Titus grunted at me and wrinkled his nose as the people in the room next door decided to start a bout of noisy morning sex that shook the entire wall behind the bed.

“You don’t have friends, any other relatives, no one that can give you a place to hide out while we figure out to handle Roark? The state attorney general is going to think you skipped out on WITSEC. You’re going to be a fugitive until we catch him and put this all to rights and until I can hand over the proof that he’s dirty to the right people.”

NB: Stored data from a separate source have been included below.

PR #458, opened 2023-01-31
Wouxun KG-935G Call Code fix

mrtjr1:
Fixes: 10333

Correct issue where ANI-EDIT and Call Codes would not get updated on the radio.

# CHIRP PR Checklist

* All tests must be passing.

### DIFF
--- a/chirp/drivers/kg935g.py
+++ b/chirp/drivers/kg935g.py
@@ -31,7 +31,8 @@ from chirp import util, chirp_common, bitwise, memmap, errors, directory
 from chirp.settings import RadioSetting, RadioSettingGroup, \
     RadioSettingValueBoolean, RadioSettingValueList, \
     RadioSettingValueInteger, RadioSettingValueString, \
-    RadioSettingValueFloat, RadioSettingValueMap, RadioSettings
+    RadioSettingValueFloat, RadioSettingValueMap, RadioSettings, \
+    InvalidValueError
 
 
 LOG = logging.getLogger(__name__)
@@ -174,27 +175,8 @@ _MEM_FORMAT = """
 
     #seekto 0x0500;
     struct {
-        u8    call_code_1[6];
-        u8    call_code_2[6];
-        u8    call_code_3[6];
-        u8    call_code_4[6];
-        u8    call_code_5[6];
-        u8    call_code_6[6];
-        u8    call_code_7[6];
-        u8    call_code_8[6];
-        u8    call_code_9[6];
-        u8    call_code_10[6];
-        u8    call_code_11[6];
-        u8    call_code_12[6];
-        u8    call_code_13[6];
-        u8    call_code_14[6];
-        u8    call_code_15[6];
-        u8    call_code_16[6];
-        u8    call_code_17[6];
-        u8    call_code_18[6];
-        u8    call_code_19[6];
-        u8    call_code_20[6];
-    } call_groups;
+        u8 cid[6];
+    } call_ids[20];
 
     #seekto 0x0580;
     struct {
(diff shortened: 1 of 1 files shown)


chirp/drivers/kg935g.py
```diff
@@ -430,6 +412,35 @@
...
+            "Caller ID must be at least 3 and no more than 6 digits")
+    if s[0] == '0':
+        raise InvalidValueError(
+            "First digit of a Caller ID cannot be a zero '0'")
+    blk = bytearray()
+    for c in s:
+        if c not in ascii2bin:
+            raise InvalidValueError(
+                "Caller ID must be all digits 0x%x" % c)
+        b = (0x0, 0x1, 0x2, 0x3, 0x4, 0x5, 0x6, 0x7, 0x8, 0x9)[int(c)]
```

I let my head fall back until it thunked against the door. “Tell the feds I’ll still testify; I just don’t want to be in protective custody anymore. They did that for Bax and Race. Besides him being dirty, he slept with me and broke protocol. Why do I have to prove I’m on the up-and-up?” I could see the answer in his eyes. They would believe the best of Conner because he had a respectable job even if he had used it to break the law, and I was just some girl that kept making bad choices.

“Bax and Race weren’t involved in a murder-for-hire plot with Novak and his goons.”

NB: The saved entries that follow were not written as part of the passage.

PR #1569, opened 2021-03-29
Add in iOS app, handled exception release note

jvanmetre:
### Tell us why

New version of the New Relic iOS app has been released with support for handled exceptions.


bradleycamacho:
@jvanmetre Looks good to me!

PR #1583, opened 2021-03-29
Fix: Auto triage jobs failing for issues

aswanson-nr:
### Tell us why
The auto triage jobs currently work for pull requests, but they error out with a 404 for issues. This PR pulls that workflow out into separate workflows, allowing the branching to happen at the event level. This way the code itself does not have to determine what type of event it is running against.


aswanson-nr:
I tested this on a personal repository, https://github.com/aswanson-nr/action-test-repo, if you'd like to take a look. I can confirm that it works!

.github/workflows/issue-triage.yml
```diff
@@ -0,0 +1,43 @@
...
+        gh api -H "$HEADER" -X POST projects/columns/$COLUMN/cards -f content_type='Issue' -F content_id=$ISSUE_ID
+
+  localization_project:
+    runs-on: ubuntu-latest
+    env:
+      PROJECT_ID: 12004783
+      PROJECT_NAME: Docs Site Localization PRs and Issues
+    name: Triage to Localization Project
+    steps:
+    - name: Triages NEW issues and NEW pull requests to the Localization Project
```
nr-kkenney, line 34: i think you can update the name for this now

.github/workflows/pr-triage.yml
```diff
@@ -36,10 +34,10 @@ jobs:
     - name: Triages NEW issues and NEW pull requests to the Localization Project
```
nr-kkenney, line 34: same as above, i think you can update the name for this now.s

.github/workflows/issue-triage.yml
aswanson-nr: Good catch! I have updated it

.github/workflows/pr-triage.yml
aswanson-nr: Updated!

nr-kkenney (approved):
lgtm. might want another reviewer though, since i might be too biased / involved with this.

PR #1603, opened 2021-03-30
Fixes 'whats new' link on release note template page.

michaelgoin:
Fixes the broken "What's new style guidelines" link at the top of the 'create-relase-notes' page.

Current link 404s.


urbiz-nr:
Thanks for fixing this @michaelgoin! Tried locally.

PR #1604, opened 2021-03-30
Renames 6.x and 7.x Node.js release notes to new naming convention.

michaelgoin:
Renames 6.x and 7.x release notes for the Node.js agent to the naming convention discussed here: https://github.com/newrelic/docs-website/issues/1255 which we've started using going forward.

This is a quality-of-life change for our team to make clear to stick to the new convention and have all recent notes grouped nearby. This should not have any functional impacts other than changing existing URLs. 

There is a small risk of breaking someone's existing link to a release note but seems worth this one-time risk to avoid future mistakes.


urbiz-nr:
Thanks for updating these files @michaelgoin!

PR #1617, opened 2021-03-31
Update store-secure-credentials-scripted-browsers-api-tests.mdx

rudawg:
### Tell us why

The Synthetics Engineers have confirmed that the character limit has been increased from `3000` to `10000` so reflecting that change in the Docs.
Ref [GTSE-7743](https://newrelic.atlassian.net/browse/GTSE-7743)


urbiz-nr:
Thanks for the update, @rudawg!

PR #1620, opened 2021-03-31
fix: newrelic-fluent-bit-output released version

Noly:
### Tell us why
* `newrelic-fluent-bit-output` included in the last released agent was with wrong version.


urbiz-nr:
Thanks for the update, @Noly !

PR #1625, opened 2021-03-31
Fix issue with collapser ID

nr-ahemsath:
### Tell us why

The `completeTransactionsOnThread` service config section could not be linked to because the collapser ID was incorrect.


bradleycamacho:
Looks good to me, thanks @nr-ahemsath !

PR #1644, opened 2021-04-01
Document how to associate entities / infra with logs

RyanCopley:
### Tell us why

It took way too much effort to figure out how to associate logs with infra resulting in "Enable Logs" button in my Infrastructure UI.

I work at New Relic


urbiz-nr:
Thanks for helping with docs, @RyanCopley!

PR #1677, opened 2021-04-02
Added table of contents example to the end of the path for the final …

rhetoric101:
### Give us some context

The final button at the bottom of our landing page template has a link to all the docs, which displays a table of contents page. To load this page, you need to have "/table-of-contents" following the path for the button, or else the page won't load (it just takes you to the node you were on).


paperclypse (approved):
Looks good!

PR #1683, opened 2021-04-05
Disable deployment marker action until we've got versioning

LizBaker:
### Give us some context

Comments out the release workflow which depends on tags. We can uncomment this once we have some kind of versioning in place 

closes https://github.com/newrelic/docs-website/issues/1682


zstix (approved):

dudss37:
- [ ]

PR #1694, opened 2021-04-05
Update Filter Function Description

ahunger603:
PR from internal QUEX Team.

### Give us some context

Improves clarity of use-case description for the `filter()` function.


urbiz-nr:
Thanks for the update, @ahunger603!

dbarnesbrownNR (approved):
Looks good!

dbarnesbrownNR:
(And you can ignore that weird other commit; it's due to a specific endpoint that gets updated automatically on local builds, which is not needed but also harmless.)

PR #2308, opened 2021-05-14
Fix redirect loop on /docs/telemetry-data-platform/manage-data/manage…

austin-schaefer:
Fixes redirect loop reported in Documentation channel


austin-schaefer:
@x8a @urbiz-nr : Are either of you able to review this small PR? I'd like to get this live with the Monday deploy if possible.

bradleycamacho:
@austin-schaefer Looking at this now. I can do a small release since redirect loops are very annoying.

PR #2309, opened 2021-05-16
chore: fixed incorrect link

rudouglas:
The link for Trace API was leading to a 404


urbiz-nr (approved):
Thanks for the fix @rudouglas!

PR #2329, opened 2021-05-18
Add mapping tables plus real examples in insights api migration guide

hredondo:
### What

* Adding some mapping tables in the Insights API -> NR1 dashboards API migration doc
  * Also updating the new dashboards API examples so people can copy/paste and start playing around
* Adding some callouts to drive people to the migration doc in case they are coming from Insights

### Why?

* In the context of the Insights dashboards API being EOLed soon, help Insights API users migrate to the new dashboards API

image

image

image

### DIFF
--- a/README.md
+++ b/README.md
@@ -2,7 +2,7 @@
 
 # docs.newrelic.com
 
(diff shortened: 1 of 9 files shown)


zuluecho9:
@paperclypse I checked this one out and made some edits (including moving general features to the main migration doc so the API doc was focused on API, and making better cross linking between docs). I think it looks good but maybe could use a quick check.

paperclypse (approved):
Looks good!

PR #2332, opened 2021-05-18
Keyboard shortcut that no longer works

austin-schaefer:
The `h` shortcut doesn't work on the new site (to my chagrin)


paperclypse:
To my chagrin also, @austin-schaefer

paperclypse (approved):
Not sure we need quotation marks around "anchor" but otherwise I'm good with this.

PR #2333, opened 2021-05-18
Fixing some missing TDP nav file categories

zuluecho9:
Just reinstituting what should have been there to begin with.


paperclypse (approved):
Looks good!

PR #2336, opened 2021-05-18
Update JavaScriptError Attributes Definitions

krede-nr:
### Give us some context
These changes are to improve documentation around the JavaScriptError event and its attributes.


paperclypse (approved):
Looks good!

PR #2342, opened 2021-05-18
Added a tip related to policy condition deletion

paperclypse:
New Relic account admins can remove the ability to delete a policy condition. I thought this collapser section could use a tip to that effect.


urbiz-nr (approved):
Looks good!

PR #2346, opened 2021-05-19
Added Fedramp exception

urbiz-nr:
Added a note about gov-bam.nr-data.net. See DOC-6867 for more details.


obarney:
@urbiz-nr depending on how we change this I think the text can be shortened to:

> * if you are using FedRAMP-compliant endpoints

obarney:
I was thinking a box on the left side but open to your ideas!

Screen Shot 2021-05-20 at 7 47 29 AM

zuluecho9 (approved):

PR #2373, opened 2021-05-20
Removing logging dependecies that are not needed anymore from docs

danybmx:
Hi!

This PR removes some dependencies from the docs that are not needed anymore on the infra-agent for enable logging:

- Microsoft Visual C++ Redistributable is not needed anymore since version 1.12.4 for Windows.


paperclypse (approved):
Looks good!

Issue #2388, opened 2021-05-21
Number of integrations on home page does not match


jerelmiller:
It appears a nav item was added to the root nav with the text `See our 360+ integrations`. Further down on the page in the `New Relic Integrations` section, it says `370+ integrations`. These numbers should probably match since they link to the same page.

## Screenshots

<img width="1610" alt="Screen Shot 2021-05-20 at 9 06 23 PM" src="https://user-images.githubusercontent.com/565661/119080764-89f6cb80-b9af-11eb-9287-f9cd8e3ed3c6.png">

### Doc information (don't delete this section)

* https://docs.newrelic.com/
* **OS**: Unknown
* **Browser**: Unknown
* **Device**: Unknown

urbiz-nr:
We say [369 integrations](https://newrelic.com/integrations) in our site, so I'd go for +360.

urbiz-nr:
Fixed in #2391 .

PR #2391, opened 2021-05-21
Corrected amount of integrations

urbiz-nr:
The amount of available integrations didn't match in the UI, as reported in #2388. This PR corrects this.


x8a (approved):
Looks great!

PR #2401, opened 2021-05-21
DOC-6847 New issue entity map feature

paperclypse:
From what I've been told, this feature has already been released. I'm keeping this very high level and concise at this point, because there's still a lot I don't know about it.


rhetoric101 (approved):
@paperclypse, these changes look good!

I cringed involuntarily. “No, but they were involved in his other criminal enterprises. I’m still going to hold up my end of the deal, I’m just going to do it here.”

“That’s not safe. I saw the texts on his phone. Roark isn’t done with his rampage and he’s unhinged. He furious about something and it’s driving him to do what he’s doing. He wants the Point to fall and he’s going after everyone involved in holding it up after Novak went down. I’m sure he realizes you’re the one that turned him in and took the evidence needed to nail him. Things are going to be really bad for you.”

I laughed drily and lifted an eyebrow at him. I wished I had the nerve to walk up to him and wrap him up in a hug. I think we both really could have used one. “Things are always really bad for me. I had a few minutes of peace when I was pretending to be someone else and her skin never quite fit right. This is what my life looks like, Detective.”